I did an OC roof last year or the year before. I've maybe done 3-4 OC roofs in the last 8 years. The shingles were urine yellow, and should have been their light-gray color. Something happened to them without explination. We noticed after we humped 10 square onto the roof and put down a square or two. OC did make it right and shipped a fresh load direct from their factory the next day. It's good to stand behind your product, like OC did... but I'd much rather never have a failure in the first place.


----------



## 2ndGen (Apr 6, 2006)

:laughing:



*Without even reading the OP, CertainTeed all the way!* 



:laughing:


----------



## Slyfox (Dec 22, 2007)

The only answer to a question like this is like MJW said, it's an regional issue.
Manufacturers have several plant locations, all making the exact same shingle with slightly different results, equipment issues, man power, local codes, I dunno but it happens.

That's same as when you talk about manufacturer rep's, they are regional, the persons seeyou speaks to when he calls Certainteed, IKO, etc., may or may not be the same persons I'm going to speak to when I call.

Regions have different pricing as well, in Youngstown I can purchase Land Marks, Duration, Heritage, Timberline, Pinnicle and Cambridge all at $72.00 per square and can get each of them cheaper from time to time on sale.

I priced a job 3 1/2 hours away in the Toledo area and the price of every shingle went up by 10% to 25%, the cost of Land Mark went up by nearly 40%.

Internet search results, all tho were all on the same web, also change with regions as well.
The search engine detects your location and shows results more directly pointed at your location first, so if your in Portland and I'm in Youngstown the top results of the same search is not going to be identical.

Thus far this year I have used Gaf/Elk, Tamko, IKO, OC and am currently rapping up a 60 plus square Certainteed Land Mark job.
I walked away from each job feeling good about my work.

Is there a chance that one of these jobs may end up having material failure issues, yes, is one more likely to have it happen than the others, no.
Every manufacturer in the US, Canada and Mexico has experienced premature failures with their materials, not one has not.
that includes all lines of their shingles as well, Land Marks were not part of Certainteeds class action lawsuit, but there have been Land Mark failures.

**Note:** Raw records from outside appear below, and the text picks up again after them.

PR #572, opened 2024-03-14
Improve lazy performance of `Data.Text.Lazy.inits`

### LINKED ISSUE #562: A better `Data.Text.Lazy.inits`
#558 made me notice that while the implementation of `inits` is overall optimal ( $O(n^2)$ ), it has an awkward property that evaluating the ith text in the result takes $O(i^2)$ time. Ideally this would just take $O(i)$ time, since it involves reaching the ith element in a list and the element is a text of length i.

I believe `Data.List.inits` has solved this problem using a queue: https://hackage.haskell.org/package/base-4.19.0.0/docs/src/Data.OldList.html#inits
The same could be adopted here.

Lysxia:
Closes #562

The previous implementation, itself based on an earlier version of `Data.List.inits`, inherited the flaw that accessing the i-th element took quadratic time O(i²). This now takes linear time O(i) as expected.

The current version of `Data.List.inits` uses a banker's queue to obtain good performance when generating very long lists. For lazy text, consisting of a few big chunks, that benefit seems negligible. So I chose a simpler implementation.

Benchmarks included.

Quadratic growth before (the "2k" benchmarks take 4x the time of the "1k" benchmarks):

```
    Lazy.inits
      last 1k:      OK
        9.19 ms ± 475 μs
      last 2k:      OK
        46.7 ms ± 1.5 ms
      map-take1 1k: OK
        8.99 ms ± 798 μs
      map-take1 2k: OK
        47.0 ms ± 1.8 ms
```

Linear growth after (the "2k" benchmarks take twice the time of the "1k" benchmarks):

```
Lazy.inits
      last 1k:      OK
        46.8 μs ± 3.7 μs
      last 2k:      OK
        94.6 μs ± 1.8 μs
      map-take1 1k: OK
        66.7 μs ± 688 ns
      map-take1 2k: OK
        132  μs ± 6.2 μs
```

### DIFF
--- a/benchmarks/haskell/Benchmarks/Micro.hs
+++ b/benchmarks/haskell/Benchmarks/Micro.hs
@@ -4,19 +4,29 @@ module Benchmarks.Micro (benchmark) where
 
 import qualified Data.Text.Lazy as TL
 import qualified Data.Text as T
-import Test.Tasty.Bench (Benchmark, bgroup, bench, nf)
+import Test.Tasty.Bench (Benchmark, Benchmarkable, bgroup, bcompareWithin, bench, nf)
 
 benchmark :: Benchmark
 benchmark = bgroup "Micro"
-  [ -- Accessing i-th element should take O(i) time.
-    -- The 2k case should run in 2x the time of the 1k case.
-    bgroup "Lazy.inits"
-      [ bench "last 1k" $ nf (last . TL.inits) (chunks 1000)
-      , bench "last 2k" $ nf (last . TL.inits) (chunks 2000)
-      , bench "map-take1 1k" $ nf (map (TL.take 1) . TL.inits) (chunks 1000)
-      , bench "map-take1 2k" $ nf (map (TL.take 1) . TL.inits) (chunks 2000)
-      ]
+  [ blinear "lazy-inits--last" 500000 2 0.1 $ \len ->
+      nf (last . TL.inits) (chunks len)
+  , blinear "lazy-inits--map-take1" 500000 2 0.1 $ \len ->
+      nf (map (TL.take 1) . TL.inits) (chunks len)
   ]
 
 chunks :: Int -> TL.Text
 chunks n = TL.fromChunks (replicate n (T.pack "a"))
+
+-- Check that running an action with input length (m * baseLen)
+-- runs m times slower than the same action with input length baseLen.
+blinear :: String  -- ^ Name (must be globally unique!)
+        -> Int     -- ^ Base length
+        -> Int     -- ^ Multiplier m
+        -> Double  -- ^ Slack s
+        -> (Int -> Benchmarkable)  -- ^ Action to measure, parameterized by input length
+        -> Benchmark
+blinear name baseLen m s run = bgroup name
+  [ bench "baseline" $ run baseLen
+  , bcompareWithin (fromIntegral m * (1 - s)) (fromIntegral m * (1 + s)) (name ++ ".baseline") $
+      bench ("x" ++ show m) $ run (m * baseLen)
+  ]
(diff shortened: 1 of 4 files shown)


src/Data/Text/Lazy.hs
```diff
@@ -1443,10 +1443,18 @@ inits = (NE.toList P.$!) . initsNE
...
-initsNE = (Empty NE.:|) . inits'
-  where inits' Empty        = []
-        inits' (Chunk t ts) = L.map (\t' -> Chunk t' Empty) (NE.tail (T.initsNE t))
-                           ++ L.map (Chunk t) (inits' ts)
+initsNE ts0 = Empty NE.:| inits' 0 ts0
+  where
+    inits' :: Int64  -- Number of previous chunks i
+           -> Text   -- The remainder after dropping i chunks from ts0
+           -> [Text] -- Prefixes longer than the first i chunks of ts0.
+    inits' _ Empty        = []
```
meooow25, line 1451: Probably should be strict in `i`?

meooow25 (approved):

benchmarks/haskell/Benchmarks/Micro.hs
```diff
@@ -0,0 +1,22 @@
...
+module Benchmarks.Micro (benchmark) where
+
+import qualified Data.Text.Lazy as TL
+import qualified Data.Text as T
+import Test.Tasty.Bench (Benchmark, bgroup, bench, nf)
+
+benchmark :: Benchmark
+benchmark = bgroup "Micro"
+  [ -- Accessing i-th element should take O(i) time.
+    -- The 2k case should run in 2x the time of the 1k case.
```
Bodigrim, line 12: Sounds like a use case for [`bcompareWithin`](https://hackage.haskell.org/package/tasty-bench-0.3.5/docs/Test-Tasty-Bench.html#v:bcompareWithin)!

src/Data/Text/Lazy.hs
```diff
@@ -1443,10 +1443,18 @@ inits = (NE.toList P.$!) . initsNE
 --
 -- @since 2.1.2
 initsNE :: Text -> NonEmpty Text
-initsNE = (Empty NE.:|) . inits'
-  where inits' Empty        = []
-        inits' (Chunk t ts) = L.map (\t' -> Chunk t' Empty) (NE.tail (T.initsNE t))
-                           ++ L.map (Chunk t) (inits' ts)
+initsNE ts0 = Empty NE.:| inits' 0 ts0
+  where
+    inits' :: Int64  -- Number of previous chunks i
```
Bodigrim, line 1448: I think number of chunks cannot exceed `Int` even on 32-bit machines.

Bodigrim (approved):
Is our test coverage good enough to generate lazy `Text` with multiple chunks?

Lysxia:
> Is our test coverage good enough to generate lazy Text with multiple chunks?

Yes, the `Arbitrary TL.Text` instance explicitly generates arbitrary chunks:

https://github.com/haskell/text/blob/240682e57dd93e793db48ea2aa98c4dfd7f89453/tests/Tests/QuickCheckUtils.hs#L98

benchmarks/haskell/Benchmarks/Micro.hs
Lysxia: Fancy!

src/Data/Text/Lazy.hs
meooow25: This is a lazy structure so it can, given enough time. For instance, `inits (cycle "text")`.

Bodigrim: Well, if we want to be precise to that extent it should be `Integer` ;)

Bodigrim:
Thanks a ton!

PR #581, opened 2024-04-13
added TextBuilder alias

BebeSparkelSparkel:


Bodigrim:
Hmm, we have [`StrictBuilder`](https://hackage.haskell.org/package/text-2.1.1/docs/Data-Text-Internal-StrictBuilder.html#v:StrictBuilder) already. Even while it's in an internal module and not widely advertised, it would be nice to come up with a consistent naming.

Should this one be `LazyBuilder` or `LazyTextBuilder` or `TextLazyBuilder`?.. @Lysxia what do you think?

Lysxia:
I like `LazyTextBuilder` since there is also [`type LazyText`](https://github.com/haskell/text/blob/master/src/Data/Text/Internal/Lazy.hs#L57), and so that leave room for `TextBuilder` as the new (and public) name for `StrictBuilder`.

BebeSparkelSparkel:
I have added `StrictTextBuilder` and `LazyTextBuilder`.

When I'm a contractor selling a roof, when I'm a sub and just selling labor,
I'm selling my services/workmanship not the materials.
I inform home owners that material failure is possible with all materials but it is the least likely problem to occur.
Poor 'installation' workmanship, poor ventilation and storms being the leading reasons for premature roof replacement.

There is no "oh, sell this one" answer that will guarantee you to never have a problem with the materials your installing.


----------



## 2ndGen (Apr 6, 2006)

Ok, now I've actually read the thread and my post still stands. 
Certainteed for me. No manufacturer is perfect, but CT actually strives to live up to what they market.

GAF is all marketing. 
I've had nothing but problems with their stuff. 
If they invested as much money into their production as they have into their marketing gimmicks, 
their products would speak for themselves. 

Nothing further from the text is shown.